## Exercise
Down to the final character, output the records below as they stand.
>>>
Issue #15583, opened 2022-09-28
Multi-schema support for `db pull`


tomhoule:
Within the `multiSchema` preview feature, `db pull` should by default introspect all schemas in the database.

Jolg42:
We need some TS tests in prisma/prisma repo.

Jolg42:
(working on it now)

pimeys:
Missing: MySQL.

Jolg42:
We'tracking the progress for MySQL for in https://github.com/prisma/prisma/issues/16943

PR #15832, opened 2022-10-17
test(db pull): multiSchema

Jolg42:
Related https://github.com/prisma/prisma/issues/15583

TODO:
- [x] same tests for SQL Server
- [x] sanitize foreign key names in snapshots


packages/migrate/src/__tests__/DbPull.test.ts
```diff
@@ -21,6 +21,22 @@ const ctx = jestContext.new().add(jestConsoleContext()).add(jestProcessContext()
...
+  const regexp = new RegExp(/map: "PK__(.*)__(.*)"/)
+  const schemaRowsSanitized = schemaRows.map((row) => {
+    const match = regexp.exec(row)
+    if (match) {
+      row = row.replace(match[2], 'RANDOM_ID_SANITIZED')
+    }
+    return row
+  })
+  return schemaRowsSanitized.join('\n')
+}
```
jkomyno, line 38: I believe `match[2]` is the table's field name that appears in the primary key constraint name, but an explanatory comment would be useful here.

packages/migrate/src/__tests__/DbPull.test.ts
```diff
@@ -485,11 +501,300 @@ describe('postgresql', () => {
...
+  })
+})
+
+describeIf(!process.env.TEST_SKIP_MSSQL)('sqlserver-multi-schema', () => {
+  if (process.env.CI) {
+    // to avoid timeouts on macOS
+    jest.setTimeout(80_000)
+  } else {
+    jest.setTimeout(20_000)
+  }
```
jkomyno, line 519: How about setting a single `jest.setTimeout(80_000)`?

jkomyno (changes requested):
The PR seems mostly fine, but please check the review comments.
I'd like another person with more context on multi-schema to give a quick glance at the snapshots and double-check everything's ok.

packages/migrate/src/__tests__/DbPull.test.ts
Jolg42: It's a copy paste from the other sql server describe and it works so I don't think we need to change it really

packages/migrate/src/__tests__/DbPull.test.ts
Jolg42: added

packages/migrate/src/__tests__/DbPull.test.ts
```diff
@@ -21,6 +21,25 @@ const ctx = jestContext.new().add(jestConsoleContext()).add(jestProcessContext()
 // To avoid the loading spinner locally
 process.env.CI = 'true'
 
+// describeIf is making eslint not happy about the names
+/* eslint-disable jest/no-identical-title */
+
+// We want to remove unique IDs to have stable snapshots
+// Example:
+// `PK__User__3213E83E450CDF1F` will be changed to `PK__User__RANDOM_ID_SANITIZED`
```
tomhoule, line 29: The way we deal with that in engines tests is to make the names explicit in our SQL migrations. I've had many bad experiences with test setups that post-process the output.

packages/migrate/src/__tests__/DbPull.test.ts
```diff
@@ -151,20 +170,20 @@ describe('common/sqlite', () => {
...
+                  These models were enriched with \`@@map\` information taken from the previous Prisma schema.
+                  - Model "AwesomeUser"
+                  - Model "AwesomeNewPost"
+                  - Model "AwesomeProfile"
 
-      Run prisma generate to generate Prisma Client.
+                  Run prisma generate to generate Prisma Client.
 
-    `)
+            `)
```
tomhoule, line 186: What caused this diff? I see only new test code.

packages/migrate/src/__tests__/DbPull.test.ts
```diff
@@ -485,11 +504,300 @@ describe('postgresql', () => {
...
+
+describeIf(!process.env.TEST_SKIP_MSSQL)('sqlserver-multi-schema', () => {
+  if (process.env.CI) {
+    // to avoid timeouts on macOS
+    jest.setTimeout(80_000)
+  } else {
+    jest.setTimeout(20_000)
+  }
+
+  const connectionString = process.env.TEST_MSSQL_URI || 'mssql://SA:Pr1sm4_Pr1sm4@localhost:1433/master'
```
tomhoule, line 524: Is the second branch supposed to persist on main, or just something for local testing?

tomhoule (approved):

packages/migrate/src/__tests__/DbPull.test.ts
Jolg42: Unfortunately, Jest snapshots do that, we do not know how to avoid this at the moment 😢

packages/migrate/src/__tests__/DbPull.test.ts
Jolg42: I think we should get rid of the fallbacks, some are still around but not needed since the local setup relies on `.envrc`

Jolg42: We could do that in a separate PR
<<<
## Solution
Issue #15583, opened 2022-09-28
Multi-schema support for `db pull`


tomhoule:
Within the `multiSchema` preview feature, `db pull` should by default introspect all schemas in the database.

Jolg42:
We need some TS tests in prisma/prisma repo.

Jolg42:
(working on it now)

pimeys:
Missing: MySQL.

Jolg42:
We'tracking the progress for MySQL for in https://github.com/prisma/prisma/issues/16943

PR #15832, opened 2022-10-17
test(db pull): multiSchema

Jolg42:
Related https://github.com/prisma/prisma/issues/15583

TODO:
- [x] same tests for SQL Server
- [x] sanitize foreign key names in snapshots


packages/migrate/src/__tests__/DbPull.test.ts
```diff
@@ -21,6 +21,22 @@ const ctx = jestContext.new().add(jestConsoleContext()).add(jestProcessContext()
...
+  const regexp = new RegExp(/map: "PK__(.*)__(.*)"/)
+  const schemaRowsSanitized = schemaRows.map((row) => {
+    const match = regexp.exec(row)
+    if (match) {
+      row = row.replace(match[2], 'RANDOM_ID_SANITIZED')
+    }
+    return row
+  })
+  return schemaRowsSanitized.join('\n')
+}
```
jkomyno, line 38: I believe `match[2]` is the table's field name that appears in the primary key constraint name, but an explanatory comment would be useful here.

packages/migrate/src/__tests__/DbPull.test.ts
```diff
@@ -485,11 +501,300 @@ describe('postgresql', () => {
...
+  })
+})
+
+describeIf(!process.env.TEST_SKIP_MSSQL)('sqlserver-multi-schema', () => {
+  if (process.env.CI) {
+    // to avoid timeouts on macOS
+    jest.setTimeout(80_000)
+  } else {
+    jest.setTimeout(20_000)
+  }
```
jkomyno, line 519: How about setting a single `jest.setTimeout(80_000)`?

jkomyno (changes requested):
The PR seems mostly fine, but please check the review comments.
I'd like another person with more context on multi-schema to give a quick glance at the snapshots and double-check everything's ok.

packages/migrate/src/__tests__/DbPull.test.ts
Jolg42: It's a copy paste from the other sql server describe and it works so I don't think we need to change it really

packages/migrate/src/__tests__/DbPull.test.ts
Jolg42: added

packages/migrate/src/__tests__/DbPull.test.ts
```diff
@@ -21,6 +21,25 @@ const ctx = jestContext.new().add(jestConsoleContext()).add(jestProcessContext()
 // To avoid the loading spinner locally
 process.env.CI = 'true'
 
+// describeIf is making eslint not happy about the names
+/* eslint-disable jest/no-identical-title */
+
+// We want to remove unique IDs to have stable snapshots
+// Example:
+// `PK__User__3213E83E450CDF1F` will be changed to `PK__User__RANDOM_ID_SANITIZED`
```
tomhoule, line 29: The way we deal with that in engines tests is to make the names explicit in our SQL migrations. I've had many bad experiences with test setups that post-process the output.

packages/migrate/src/__tests__/DbPull.test.ts
```diff
@@ -151,20 +170,20 @@ describe('common/sqlite', () => {
...
+                  These models were enriched with \`@@map\` information taken from the previous Prisma schema.
+                  - Model "AwesomeUser"
+                  - Model "AwesomeNewPost"
+                  - Model "AwesomeProfile"
 
-      Run prisma generate to generate Prisma Client.
+                  Run prisma generate to generate Prisma Client.
 
-    `)
+            `)
```
tomhoule, line 186: What caused this diff? I see only new test code.

packages/migrate/src/__tests__/DbPull.test.ts
```diff
@@ -485,11 +504,300 @@ describe('postgresql', () => {
...
+
+describeIf(!process.env.TEST_SKIP_MSSQL)('sqlserver-multi-schema', () => {
+  if (process.env.CI) {
+    // to avoid timeouts on macOS
+    jest.setTimeout(80_000)
+  } else {
+    jest.setTimeout(20_000)
+  }
+
+  const connectionString = process.env.TEST_MSSQL_URI || 'mssql://SA:Pr1sm4_Pr1sm4@localhost:1433/master'
```
tomhoule, line 524: Is the second branch supposed to persist on main, or just something for local testing?

tomhoule (approved):

packages/migrate/src/__tests__/DbPull.test.ts
Jolg42: Unfortunately, Jest snapshots do that, we do not know how to avoid this at the moment 😢

packages/migrate/src/__tests__/DbPull.test.ts
Jolg42: I think we should get rid of the fallbacks, some are still around but not needed since the local setup relies on `.envrc`

Jolg42: We could do that in a separate PR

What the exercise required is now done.